(Stored items)
PR #23, opened 2023-06-01
Invoke service before after callbacks

agrare:
Depends on:
- [x] https://github.com/ManageIQ/manageiq-providers-workflows/pull/22

### DIFF
--- a/app/models/manageiq/providers/workflows/automation_manager/workflow_instance.rb
+++ b/app/models/manageiq/providers/workflows/automation_manager/workflow_instance.rb
@@ -1,6 +1,12 @@
 class ManageIQ::Providers::Workflows::AutomationManager::WorkflowInstance < ManageIQ::Providers::EmbeddedAutomationManager::ConfigurationScript
-  def run_queue(zone: nil, role: "automation")
+  def run_queue(zone: nil, role: "automation", object: nil)
     raise _("run_queue is not enabled") unless Settings.prototype.ems_workflows.enabled
+
+    args = {:zone => zone, :role => role}
+    if object
+      args[:object_type] = object.class.name
+      args[:object_id]   = object.id
+    end
 
     queue_opts = {
       :class_name  => self.class.name,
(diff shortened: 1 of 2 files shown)


app/models/manageiq/providers/workflows/automation_manager/workflow_instance.rb
```diff
@@ -1,14 +1,20 @@
...
+    end
+
     queue_opts = {
       :class_name  => self.class.name,
       :instance_id => id,
       :method_name => "run",
       :role        => role,
       :zone        => zone,
-      :args        => [{:zone => zone, :role => role}],
+      :args        => [args],
```
Fryguy, line 17: I don't understand the zone and role being in the args, when they're already in the queue item

Fryguy: Oh it's cause run calls run_queue ? (that's really backwards with respect to our method naming - usually run_queue calls run but on the queue)

Fryguy:
dependency PR was merged - so this can be rebased.

app/models/manageiq/providers/workflows/automation_manager/workflow_instance.rb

• **WORK INSTRUCTION**
Work through the data line by line and state how many lines have the string "class"; add nothing else.

• **TASK ANSWER**
4